Deutschlands einziges ökumenisches Filmfestival feiert Jubiläum
Cannes, Venedig, Berlin - Recklinghausen? Nein, einen solchen Vergleich stellen selbst Fans des Kirchlichen Filmfestivals in der Ruhrgebietsstadt nicht an. Und doch: Das seit 2010 jährlich im März stattfindende Kino-Event in Recklinghausen ist etwas ganz besonderes. Es ist nicht nur das erste deutsche kirchliche Filmfestival, sondern das einzige ökumenische überhaupt. Veranstaltet vom Arbeitskreis Kirche & Kino des evangelischen Kirchenkreises und des katholischen Kreisdekanats Recklinghausen, hat es sich unter Filmfreunden und Kritikern einen festen Platz im Kino-Jahr erobert. Dabei bekommen die hier wahrlich keine "leichte Kost" zu sehen.
16 Filme werden gezeigt
Das Festival traue sich und seinen Gästen unbequeme Filme zu, schreiben denn auch die westfälische Präses Annette Kurschus und Münsters Bischof Felix Genn, die die Schirmherrschaft übernommen haben, in ihrer Einladung. "Weil es diese Formate braucht, die uns zeigen, wo es unbequem wird, die uns nicht wegschauen lassen, wenn Menschen auf der Flucht ertrinken, wenn Schwächere unterdrückt werden." Gezeigt würden Filme, die klar machen, dass es Solidarität, Gerechtigkeit und Humanität brauche für ein gerechtes Leben. Regisseure und Schauspieler sind an den Festivaltagen anwesend und stehen für Diskussionen bereit.
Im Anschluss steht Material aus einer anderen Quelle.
PR #76948, opened 2025-01-28
System.CommandLine update

adamsitnik:
This PR consists of #76851 (the maestro PR) and actual changes required to update S.CL.


src/LanguageServer/Microsoft.CodeAnalysis.LanguageServer/Program.cs
```diff
@@ -103,7 +102,7 @@ static async Task RunAsync(ServerConfiguration serverConfiguration, Cancellation
 
     // LSP server doesn't have the pieces yet to support 'balanced' mode for source-generators.  Hardcode us to
     // 'automatic' for now.
-    var globalOptionService = exportProvider.GetExportedValue<IGlobalOptionService>();
+    var globalOptionService = exportProvider.GetExportedValue<Microsoft.CodeAnalysis.Options.IGlobalOptionService>();
```
adamsitnik, line 105: After removing the `Cli` prefix (to make sure we don't break every single System.CommandLine user), `Microsoft.CodeAnalysis.Options.Option<T>` conflicts with `System.CommandLine.Option<T>`. I decided to remove the `using Microsoft.CodeAnalysis.Options` line and specify full name here as other solutions would require more changes.

PR #76952, opened 2025-01-28
Merges "release/dev17.13" to "main"

JoeRobich:
In particular this is to flow localization changes to main.


jjonescz (approved):

dibarbet (approved):
diff looks like only resources changes which is what I would expect

PR #562, opened 2018-05-07
List /xl/sharedStrings.xml in [Content_Types].xml only if one of the …

priidikvaikla:
…worksheets use shared strings


priidikvaikla:
@guyonroche What do you think, do you have time to look into it?

guyonroche:
Sorry it's taken so long - I'll publish once tests are good

Issue #488, opened 2018-02-02
Invalid time value Exception


ilijaz:
I got the exception when i opened this [https://yadi.sk/d/9RC1JcPY3S2kHa](url) xlsx document template 
```
null: RangeError: Invalid time value
message: "Invalid time value"
stack: "RangeError: Invalid time value
    at Date.toISOString (<anonymous>)
    at module.exports._format (/var/www/wialon/agri/node_modules/exceljs/dist/es5/xlsx/xform/simple/date-xform.js:17:21)
    at module.exports.render (/var/www/wialon/agri/node_modules/exceljs/dist/es5/xlsx/xform/simple/date-xform.js:36:34)
    at module.exports.render (/var/www/wialon/agri/node_modules/exceljs/dist/es5/xlsx/xform/core/core-xform.js:64:29)
    at module.exports.toXml (/var/www/wialon/agri/node_modules/exceljs/dist/es5/xlsx/xform/base-xform.js:94:10)
    at /var/www/wialon/agri/node_modules/exceljs/dist/es5/xlsx/xlsx.js:441:28
    at new Promise (<anonymous>)
    at new Promish (/var/www/wialon/agri/node_modules/promish/lib/promish-class.js:23:9)
    at module.exports.addCore (/var/www/wialon/agri/node_modules/exceljs/dist/es5/xlsx/xlsx.js:439:12)
    at /var/www/wialon/agri/node_modules/exceljs/dist/es5/xlsx/xlsx.js:608:55
    at <anonymous>"
__proto__: Error {constructor: , name: "RangeError", message: "", …}
```
I did this dirty hack and now everything works fine
```
  this._format = options.format || function (dt) {
    try { return dt.toISOString(); }
    catch(e) { console.log(e); return '' }
  };
```
I don't know why it's happening because i'm newbee in js and don't have enough time to understand exceljs lib at all.

navidshad:
I had the same problem, this error will happen when you use datejs in exceljs options.

optimistex:
How to fix it? Anybody knows?

It is a file that makes the bug:
[xlsx.helper.template.xlsx](https://github.com/guyonroche/exceljs/files/1998345/xlsx.helper.template.xlsx)

optimistex:
My current solution is to make a template through the google documents.

ilijaz:
@guyonroche I've got some skills for that time. I've added a unit test and another PR without catching the exception.
[...]

PR #574, opened 2018-05-24
 Issue #488

dljenkins:
Fix Issue #488 where dt is an invalid time format, catch the exception and return blank string.


bedsDev:
brilliant. it working for me now

PR #578, opened 2018-05-30
Fix some xlsx stream read xlsx not in guaranteed order problem

KMethod:
when stream read some xlsx files (like numbers convert to xlsx),  get values like :
row.values [ ,
  { sharedString: 47 },
  { sharedString: 35 },
  { sharedString: 47 },
  { sharedString: 37 },
  { sharedString: 37 },
  { sharedString: 37 },
  { sharedString: 37 },
  { sharedString: 37 },
  { sharedString: 37 },
]

try to fix this problem

### DIFF
--- a/lib/stream/xlsx/workbook-reader.js
+++ b/lib/stream/xlsx/workbook-reader.js
@@ -21,6 +21,8 @@ var WorkbookPropertiesManager = require('../../xlsx/xform/book/workbook-properti
 var WorksheetReader = require('./worksheet-reader');
 var HyperlinkReader = require('./hyperlink-reader');
 
+var Temp = require('temp');
+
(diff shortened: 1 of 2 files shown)


guyonroche:
@KMethod my concern with this PR is the use of Temp, which won't work in a browser.  The StreamBuf class (in utils) should provide an in-memory alternative

KMethod:
Streaming XLSX are only exposed in NodeJS, so does it matter？

guyonroche:
@KMethod  Sorry this is dragging out - I don't have a huge amount of time these days.
It might matter - this change puts a dependency on the environment (i.e. temp folders).

I'm still not sure what problem this fix is solving.  Can you give more details?

PR #590, opened 2018-06-20
drawing element must be below rowBreaks according to spec or corrupt worksheet

nevace:
I had an issue with adding both images and a pagebreak to a worksheet. Adding them independently was fine but adding them both together result in a corrupt document. 

The issue was related to the ordering of the elements. drawing must be below rowBreaks as seen here:

https://stackoverflow.com/a/12221477/4564456

You can also see the ordering of all the other elements there in case this comes up with new features. Moving drawing and picture below rowBreaks fixes the issue.

I'm currently blocked until this is merged so please let me know if there's anything else I can do to help! :)

Thanks


nevace:
@guyonroche I appreciate you're busy but do you have an ETA for the next release? I'm currently blocked by this issue.

Thanks

guyonroche:
Appologies for the delay - will test and publish today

16 Filme kommen zwischen dem 20. und 24. März zur Aufführung. Mit dabei ist der Dokumentarfilm "#Female Pleasure" (CH/D 2018). Regisseurin Barbara Miller erzählt von fünf jungen Frauen aus fünf Weltkulturen. Sie kämpfen gegen leib- und frauenfeindliche Traditionen ihrer jeweiligen Religion. Von Frauen und Religion handelt auch die Komödie "Womit haben wir das verdient?" (A 2018; Regie: Eva Spreitzhofer). Caroline Peters spielt darin eine Feministin und Mutter einer pubertierenden Tochter, die ihr verkündet, Muslima werden zu wollen.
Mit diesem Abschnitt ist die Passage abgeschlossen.